Albert's brother, William Alexander Silverwood, moved to Saskatoon, Saskatchewan in 1907. He became a successful cattle rancher and operated a bottling plant north of the city. The present-day neighbourhood of Silverwood Heights, which occupies his former farmland, bears his name.

==See also==

- Parmalat Canada
  - Beatrice Foods Canada
  - Ault Foods
  - Sealtest Dairy
  - Bill Gordon who lived on Forest Hill Rd, Toronto, recalls working during the summers of 1954-1955 as a helper to the operator of the horse-drawn milk route in that area. Milk and cream bottles were glass at the time and were left out for return. His job involved delivering usually to a side door milk box, common in many homes at the time. Many customers had recurring orders; otherwise, it would mean two trips to the door. Payment was commonly ‘on account’, cash, or by tickets issued by Silverwoods.

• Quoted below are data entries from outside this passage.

PR #395, opened 2026-08-05
fwmanager: Add the boot-progress walk over checkpoint windows

chrysh:
**Stacked on #394** — the first three commits are that PR; review starts at `fwmanager: Add the orchestrator root crate with the boot-walk core`.

`BootWalk` is the first consumer of the fwmanager capability seams: after a device is released from reset, it walks the device's configured `BootCheckpoint`s and judges the boot good or failed. Windows are sequential (each opens when the previous checkpoint is observed), `Booted` at the deadline still advances, and a passive device (`CommitPolicy::None`) is complete from construction. The walk is sans-IO — time is injected as monotonic milliseconds — so every verdict is host-tested; the kernel-side pump comes with the orchestrator runtime.

Signal-to-monitor dispatch stays out of the api crate: a `MonitorMap` owned by the board wiring resolves each checkpoint's signal, so `BootMonitor` is untouched and one transport can back several signal kinds through per-signal views. `poll()` tolerates two consecutive monitor read errors (transports can glitch during bring-up); the third fails the walk as `MonitorRead` with the concrete error on the `source()` chain. An unwired signal fails as `UnmappedSignal` instead of hanging.

The end-to-end test runs the composition loop over the mock device table: declaration order is boot order, one device at a time, the passive cpld consumes no polls, and a missing heartbeat stops the walk naming `nic`/`heartbeat`. The `comes_up_within` placeholder in the api tests is retired in favor of the walker's tests.

Part of 9elements/openprot#3 (recovery initiation trigger) and 9elements/openprot#15 (boot-failure judgment for partition fallback).

### DIFF
--- a/services/fwmanager/BUILD.bazel
+++ b/services/fwmanager/BUILD.bazel
@@ -1,0 +1,23 @@
+# Licensed under the Apache-2.0 license
+# SPDX-License-Identifier: Apache-2.0
+
+load("@rules_rust//rust:defs.bzl", "rust_library", "rust_test")
+
+rust_library(
+    name = "fwmanager",
+    srcs = [
+        "src/boot_progress.rs",
+        "src/lib.rs",
+    ],
+    edition = "2024",
+    visibility = ["//visibility:public"],
+    deps = [
+        "//services/fwmanager/api:fwmanager_api",
+    ],
+)
+
+# Host tests: build on the host platform, no kernel/QEMU.
+rust_test(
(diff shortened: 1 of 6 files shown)


chrysh:
Dropping this: superseded by a redesign that removes BootMonitor entirely — checkpoints become board-table data (signal ids resolved by a per-device EvidenceReader), and devices can report failure and its retriability as evidence. A fresh traits-only PR follows from branch add-boot-walk.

His compensation was minimal: often just a bottle of chocolate milk and the beloved opportunity to care for the horse - feeding, watering and grooming.

Les Mandelbaum formerly of Westgrove Avenue remembers horse drawn delivery from Silverwoods in the early 1950s.

Keith Alton (b. July 22, 1926; d. February 24, 2013) of Peterborough, ON, a former Campbell's Dairy co-owner, managed Silverwood's Peterborough operations during the 1960s and into the 1970s.